In yet another sign that China has become one of the most powerful global economic forces, Daimler AG announced on Monday that sales at its Mercedes-Benz car division rose 16% in November, due in large part to strong growth in demand from the emerging Asian economy. “A total of 8,700… cars were delivered in China last month –nearly three times the number sold in November 2008,” said the German automaker. Separately, Audi AG announced that sales in China more than doubled last month, and that the company expects China to replace Germany as its largest market by 2013. BMW reported that China sales have seen a January-to-November sales jump of more than 35%.
For much of the developed world, the recent wave of economic crises resulted in sharp contractions in economic activity followed by a long road to a recovery. While China certainly didn’t come through the downturn unscathed, it managed to generate significant GDP growth in 2008, one of the only countries in the world to do so.

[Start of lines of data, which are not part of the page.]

PR #6768, opened 2020-05-27
physics optimization

JayceLai:
Re: 
cocos-creator/3d-tasks#2610
cocos-creator/3d-tasks#2611

Changes:
 * sync optimization
 * contact data optimization
 * fix cannon center initialize
 * fix body auto sleeping
 * fix time reset & ammo world step
 * set mass default to 1

### DIFF
--- a/cocos/physics/ammo/ammo-const.ts
+++ b/cocos/physics/ammo/ammo-const.ts
@@ -12,7 +12,7 @@ export const CollisionEventObject = {
     selfCollider: null as unknown as ColliderComponent,
     otherCollider: null as unknown as ColliderComponent,
     contacts: [] as IContactEquation[],
-    isA: false,
+    isBodyA: false,
 };
 
 export class AmmoConstant {
--- a/cocos/physics/ammo/ammo-const.ts
+++ b/cocos/physics/ammo/ammo-const.ts
@@ -12,6 +12,7 @@ export const CollisionEventObject = {
     selfCollider: null as unknown as ColliderComponent,
     otherCollider: null as unknown as ColliderComponent,
     contacts: [] as IContactEquation[],
+    isA: false,
 };
 
 export class AmmoConstant {
--- a/cocos/physics/cannon/cannon-rigid-body.ts
+++ b/cocos/physics/cannon/cannon-rigid-body.ts
@@ -205,66 +205,38 @@ export class CannonRigidBody implements IRigidBody {
     }
 
     applyForce (force: Vec3, worldPoint?: Vec3) {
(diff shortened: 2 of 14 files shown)


cocos/physics/ammo/ammo-const.ts
```diff
@@ -12,6 +12,7 @@ export const CollisionEventObject = {
     selfCollider: null as unknown as ColliderComponent,
     otherCollider: null as unknown as ColliderComponent,
     contacts: [] as IContactEquation[],
+    isA: false,
```
pandamicro: The naming is strange,  how about `first` & `second`? or `bodyA` & `bodyB` ?

cocos/physics/cannon/cannon-rigid-body.ts
```diff
@@ -31,23 +31,20 @@ export class CannonRigidBody implements IRigidBody {
...
+        } else {
+            this.impl.type = this._rigidBody.isKinematic ? CANNON.Body.KINEMATIC : CANNON.Body.DYNAMIC;
         }
 
         this.impl.updateMassProperties();
-
-        if (this.impl.isSleeping()) {
-            this.impl.wakeUp();
-        }
+        this.impl.wakeUp();
```
pandamicro: Is the lower level implementation checking state so that it won't run logic repetitively?

cocos/physics/framework/components/collider/collider-component.ts
```diff
@@ -176,6 +176,39 @@ export class ColliderComponent extends Eventify(Component) {
 
     constructor () { super() }
 
+    /**
+     * @zh
+     * 注册触发事件或碰撞事件相关的回调。
+     * @param type - 触发或碰撞事件的类型，可为 'onTriggerEnter'，'onTriggerStay'，'onTriggerExit' 或 'onCollisionEnter'，'onCollisionStay'，'onCollisionExit';
+     * @param callback - 注册的回调函数
+     * @param target - 可选参数，执行回调函数的目标
```
pandamicro: - API description should have English version
- Parameter API comment should all be in English

cocos/physics/cannon/cannon-rigid-body.ts
JayceLai: Great advice, it should check indeed.

cocos/physics/ammo/ammo-const.ts
JayceLai: bullet and cannon used `A B` to identify the body, so I think `A` is not bad.

pandamicro (approved):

The sales figures from major luxury automobile manufacturers are further proof that China’s wealth continues to grow, and that this increase in quality of life is translating into increasingly active consumers. With most developed economies facing a “new normal” and a long road to recovery, companies around the world are looking to China to drive future growth.
Will Luxury ETF Benefit?
For investors looking to capitalize from an uptick in wealth and spending habits in China, there are a couple ETFs that may be of interest. The Claymore/Robb Report Global Luxury Index ETF (ROB) invests in companies whose primary business is the provision of luxury goods and services, and counts Daimler, BMW, and Porsche among its largest holdings. Components of ROB aren’t exclusively automakers though – other holdings include Swatch, Coach, Christian Dior, and Polo Ralph Lauren.
While there are a number of consumer discretionary ETFs available (see a complete list here), many of these funds include allocations to stocks like McDonald’s and Target – not exactly luxury goods and services. ROB represents the very high end of consumer products companies, making it vulnerable to cutbacks in discretionary spending (as we saw during the economic downturn) but providing potential for big gains when wealth and spending are on the rise.

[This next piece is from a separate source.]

PR #6772, opened 2020-05-28
Mark event-related API of AnimationState as deprecated

shrinktofit:
Re: cocos-creator/3d-tasks#

Changelog:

Another ETF that offers exposure to China’s rising middle class is the Global X China Consumer ETF (CHIQ), which (as its name suggests) invests in companies that have their main business operations in the consumer sector and are domiciled in China. Launched earlier this month, CHIQ is one of the first exchange-traded products allowing investors to gain exposure to specific sectors of China’s fast-growing economy. This ETF makes meaningful allocations to retail, food, and automotive companies.
Disclosure: No positions at time of writing.